• _Exercise goal_
Copy out every line holding the string "forwarding" from the records below.

(Provided material begins)

PR #2611, opened 2025-10-08
fix(camera): don't add default fog in views where camera has static near/far

Neptilo:
## Description
Only add a default fog in planar and globe views, not in the generic parent view. In that case, the camera's near/far properties aren't updated dynamically and neither is the fog, so the fog looks much too visible in some cases.

## Motivation and Context

In the Entwine example, a simple View is used, so the fog always keeps its default parameters (with `far` set to 1000), making the entire point cloud look grey.


mgermerie (approved):
Thanks for the quick fix.

PR #2612, opened 2025-10-09
Removal of the layer count restriction

gchoqueux:
- See proposal  (#2614 )  

**WARNING : There’s still unresolved bugs:**
* tiles disappear because of an improperly initialized bbox.
* Opacity, vibility and effects haven’t been reconnected yet.

## Description

Replace all textures array by just 2 textures, **map and displacement map**. All array textures are flatten in these maps.  

## Motivation and Context

* removal of the layer count restriction
* code simplification
* first step : 
    * to replace `LayeredMaterial`  with any Three.js materials
    * to support any raster re-projection


Desplandis:
Could you open a proposal for this PR? Describing what problem you want to resolve and explain your solution. =)

packages/Main/src/Renderer/LayeredMaterial.ts
```diff
@@ -94,86 +94,35 @@ const rtCache = new LRUCache<string, THREE.WebGLArrayRenderTarget>({
...
+            return;
+        }
+
+        renderTarget = new THREE.WebGLRenderTarget(256, 256, { depthBuffer: false });
+
+        drawMap(renderTarget, tiles, renderer, extent);
+
+        rtCache.set(textureSetId, renderTarget);
+    } else {
+        drawMap(renderTarget, tiles, renderer, extent);
```
Neptilo: If we're caching the render targets, what is the use of redrawing their textures every time we access them? Am I missing something?

packages/Main/src/Renderer/LayeredMaterial.ts
```diff
@@ -94,86 +94,35 @@ const rtCache = new LRUCache<string, THREE.WebGLArrayRenderTarget>({
...
+    if (!renderTarget) {
+        if (tiles.length == 0) {
+            return;
+        }
+
+        renderTarget = new THREE.WebGLRenderTarget(256, 256, { depthBuffer: false });
+
+        drawMap(renderTarget, tiles, renderer, extent);
+
+        rtCache.set(textureSetId, renderTarget);
```
Neptilo: I was caching array render targets instead of array textures because it was impossible to extract the textures from the RTs and manage their memory separately, but maybe now that you're using simple render targets, this becomes possible and we can just maintain a cache of textures directly, and only use one RT for everything?

packages/Main/src/Renderer/WebGLComposer.ts
```diff
@@ -1,106 +1,46 @@
...
-            // render this source texture into the current layer
-            renderer.setRenderTarget(renderTarget, currentLayerIndex);
-            renderer.render(quad, quadCam);
         }
     }
+
     renderer.setRenderTarget(previousRenderTarget);
+    renderer.setClearAlpha(a);
 
     return renderTarget;
```
Neptilo: The returned value is not used anymore and the documented type is now incorrect

packages/Main/src/Renderer/LayeredMaterial.ts
gchoqueux: Yes, it's temporary. I'll add a mechanism to update the texture and parent texture when the opacity changes.

packages/Main/src/Renderer/LayeredMaterial.ts
```diff
@@ -94,86 +94,35 @@ const rtCache = new LRUCache<string, THREE.WebGLArrayRenderTarget>({
  * @param type - Layer set identifier: 'c' for color, 'e' for elevation.
  * @param renderer - The renderer used to render textures.
```
Neptilo, line 56: To be updated

packages/Main/src/Renderer/ProjectionMaterials.js
```diff
@@ -0,0 +1,110 @@
...
+
+        varying vec2 vUv;
+
+        uniform sampler2D map;
+        uniform vec2 camera_footprint;
+        uniform vec2 texture_footprint;
+        uniform vec4 offsetScale;
+        uniform float opacity;
+
+        const float CTOYL = 20037508.34 / 3.141592653589793 * 0.69314718;
```
Neptilo: Could you comment what these numbers represent?

packages/Main/src/Renderer/ProjectionMaterials.js
```diff
@@ -0,0 +1,110 @@
...
+        }
+    `,
+};
+
+export const materialMercatorToWGS84 = new THREE.ShaderMaterial({
+    transparent: true,
+    uniforms: {
+        // This uniform will be updated with each source 2D texture
+        map: { value: null },
+        texture_footprint: { value: new THREE.Vector2() },
```
Neptilo: Could you comment what these properties represent?

packages/Main/src/Renderer/LayeredMaterial.ts
gchoqueux: I'm not sure, There might be a problem with the framebuffer linked to the render target
To try

packages/Main/src/Renderer/WebGLComposer.ts
gchoqueux: yes

gchoqueux: it's draft PR, it's still evolving, no need for an in-depth review right now

packages/Main/src/Renderer/ProjectionMaterials.js
gchoqueux: i'll add some comment
* 20037508.34 : max projection in speudo mercator
* 0,69... : Ln(2)

packages/Main/src/Renderer/ProjectionMaterials.js
gchoqueux: Footprint means the area/extent covered by something on the ground.
* `map`: map to project on the ground
* `texture_footprint `: texture coverage on ground
* `camera_footprint `: camera coverage visible on ground
* `offsetScale`: the map  portion to be projected

Desplandis:
@Neptilo @HoloTheDrunk Could you take a look to this PR this week?

packages/Main/src/Converter/convertToTile.ts
```diff
@@ -89,8 +89,27 @@ export default {
             if (parent) {
                 tile.geoidHeight = parent.geoidHeight;
                 const geoidHeight = geoidLayerIsVisible(layer) ? tile.geoidHeight : 0;
-                tile.setBBoxZ({ min: parent.obb.z.min, max: parent.obb.z.max, geoidHeight });
                 tile.material.setUniform('geoidHeight', geoidHeight);
+
+                const parent_uniforms = parent.material.uniforms;
+                const child_uniforms = tile.material.uniforms;
```
Neptilo, line 95: Use camel-case to keep coding style consistent.

packages/Main/src/Converter/convertToTile.ts
```diff
@@ -89,8 +89,27 @@ export default {
...
+
+                if (parent.material.uniforms.map.value) {
```
Neptilo, line 97: You can use the previously defined `parent_uniforms` here.

packages/Main/src/Converter/convertToTile.ts
```diff
@@ -89,8 +89,27 @@ export default {
...
+                    const extentParent = parent_uniforms.map.value.extent;
+                    child_uniforms.map.value = parent_uniforms.map.value;
+                    child_uniforms.colorOffsetScales.value = tile.extent.offsetToParent(extentParent);
```
Neptilo, line 100: Minor: fix warnings for line lengths over 100 characters

packages/Main/src/Converter/convertToTile.ts
```diff
@@ -89,8 +89,27 @@ export default {
...
+                if (parent_uniforms.displacementMap.value) {
+                    const extentParent = parent_uniforms.displacementMap.value.extent.toExtent(tile.extent.crs);
+                    child_uniforms.displacementMap.value = parent_uniforms.displacementMap.value;
+                    child_uniforms.elevationOffsetScales.value = tile.extent.offsetToParent(extentParent);
+                    const rasterElevationNode = parent_uniforms.elevationLayer.value;
+                    child_uniforms.elevationLayer.value = rasterElevationNode;
+                    tile.setBBoxZ({ min: rasterElevationNode.min, max: rasterElevationNode.max, scale: rasterElevationNode.layer.scale, geoidHeight });
+                } else {
+                    tile.setBBoxZ({ min: parent.obb.z.min, max: parent.obb.z.max, geoidHeight });
+                }
```
Neptilo, line 112: An explanatory comment for all this added code would be nice.

packages/Main/src/Renderer/Shader/TileFS.glsl
```diff
@@ -31,30 +31,17 @@ void main() {
...
-        #pragma unroll_loop
-        for ( int i = 0; i < NUM_CRS; i ++) {
-            color = getOutlineColor( outlineColors[ i ], uvs[ i ].xy);
-            gl_FragColor.rgb = mix(gl_FragColor.rgb, color.rgb, color.a);
-        }
+        color = getOutlineColor( outlineColors[ 0 ], vUv.xy);
+        gl_FragColor.rgb = mix(gl_FragColor.rgb, color.rgb, color.a);
     }
-  #endif
+    #endif
```
Neptilo, line 44: Minor: make sure to keep indentation consistent

packages/Main/src/Renderer/LayeredMaterial.ts
```diff
@@ -90,88 +90,38 @@ const defaultStructLayers: Readonly<{
...
-                return;
-            }
-        }
+    extent: Extent) {
+    if (tiles.find(tile => tile.textures.length == 0)) {
+        return;
     }
 
-    const cachedRT = renderTargetCache?.get(textureSetId);
+    const textureSetId = extent.toString();
```
Neptilo, line 103: If the cache ids are only based on the extents, will we have a problem if there are multiple views? Different textures can be used for the same extent but in different views, e.g. a globe + a minimap.

packages/Main/src/Renderer/LayeredMaterial.ts
```diff
@@ -482,45 +422,28 @@ export class LayeredMaterial extends THREE.ShaderMaterial {
         }> {
         return {
             layers: this.uniforms[`${type}Layers`],
-            textures: this.uniforms[`${type}Textures`],
+            textures: type == 'color' ? this.uniforms.map : this.uniforms.dislacementMap,
```
Neptilo, line 425: "dislacementMap": typo.
Could we modify the type of `uniforms` to prevent this kind of mistake? (I'm not sure myself - may be overkill)

packages/Main/src/Renderer/LayeredMaterial.ts
```diff
@@ -482,45 +422,28 @@ export class LayeredMaterial extends THREE.ShaderMaterial {
...
     }
 
-    /**
-     * Updates uniforms for both color and elevation layers.
-     * Orchestrates the processing of visible color layers and elevation tiles.
-     *
-     * @param renderer - The renderer used to render textures into arrays.
-     */
-    public updateLayersUniforms(renderer: THREE.WebGLRenderer): void {
+    public updateLayersUniforms(renderer: THREE.WebGLRenderer, extent: Extent): void {
```
Neptilo, line 431: It's always good to keep function documentation.

packages/Main/src/Renderer/ProjectionMaterials.js
Neptilo: What do you mean by "max projection"?

packages/Main/src/Renderer/ProjectionMaterials.js
```diff
@@ -0,0 +1,110 @@
...
+        uniform vec2 camera_footprint;
+        uniform vec2 texture_footprint;
+        uniform vec4 offsetScale;
+        uniform float opacity;
+
+        const float CTOYL = 20037508.34 / 3.141592653589793 * 0.69314718;
+
+        float toY(float lat) {
+            float s = sin(lat);
+            return 0.5 * log2((1.0 + s) / (1.0 - s)) * CTOYL;
```
Neptilo, line 29: Where does this formula come from?

packages/Main/src/Renderer/ProjectionMaterials.js
Neptilo, line 1: You could use this opportunity to already write this new file in TypeScript.

packages/Main/src/Renderer/WebGLComposer.ts
```diff
@@ -1,117 +1,52 @@
...
-            fragmentShader: copyTextureShader.fragmentShader,
-        });
-        quad = new THREE.Mesh(geometry, material);
-    }
+materials.set(forwarding(), materialUnit);
+materials.set(forwarding('EPSG:3857', 'EPSG:4326'), materialMercatorToWGS84);
+
+const quad = new THREE.Mesh(geometry, materialUnit);
 
+export function drawMap(
```
Neptilo, line 17: Can you document the function?

packages/Main/src/Renderer/WebGLComposer.ts
```diff
@@ -1,117 +1,52 @@
...
-): THREE.WebGLArrayRenderTarget | null {
-    if (count === 0) { return null; }
+const materials = new Map();
 
-    // The render target's internal framebuffer will be used to attach layers.
-    const renderTarget = new THREE.WebGLArrayRenderTarget(width, height, count, {
-        depthBuffer: false, // No depth buffer needed for simple 2D texture copy
-    });
-    const arrayTexture = renderTarget.texture;
+const forwarding = (from, to) => ((from == to) ? 'transformUnit' : `${from} => ${to}`);
```
Neptilo, line 10: Can you document what `materials` contains and give `forwarding` a more explicit name? For example, "makeProjectionId" if you think that makes sense.

packages/Main/src/Renderer/ProjectionMaterials.js
Neptilo, line 1: Could you document what the purpose of these materials is? As I understand it: running projection computations on the GPU?

Neptilo (changes requested):

packages/Main/src/Converter/convertToTile.ts
gchoqueux: Would you add camel-case in eslint rules ?

Neptilo: I think it would be good to do it eventually, but for now there would be too many variables to rename (111). In a separate PR, why not.

PR #2613, opened 2025-10-10
fix(TileLayer): fix material opacity

Desplandis:
## Description

Since #2602, it is impossible to set the opacity of the tile layer (thanks @ketourneau for the issue). This PR fixes it.

I would like to backport this fix, push it in a v2.36 branch and manually release it in npm as 2.36.1. WDYT?


ketourneau:
We try to update itowns from version 2.45.2-next.10 to version 2.46.0 and we see a breaking issue.
It's introduced by this [commit](https://github.com/iTowns/itowns/commit/90159bddb007e281928a668d8692d5dab6c54c1d).
We display point clouds with map opacity to 0 to hide blue default map but now (without this PR) set opacity on layer doesn't do anything : map_opacity

AnthonyGlt (approved):
Oh well spotted, thank you @Desplandis & @ketourneau

AnthonyGlt:
Ok to backport imo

(Provided material ends)

• _Result_
+materials.set(forwarding(), materialUnit);
+materials.set(forwarding('EPSG:3857', 'EPSG:4326'), materialMercatorToWGS84);
+const forwarding = (from, to) => ((from == to) ? 'transformUnit' : `${from} => ${to}`);
Neptilo, line 10: Can you document what `materials` contains and give `forwarding` a more explicit name? For example, "makeProjectionId" if you think that makes sense.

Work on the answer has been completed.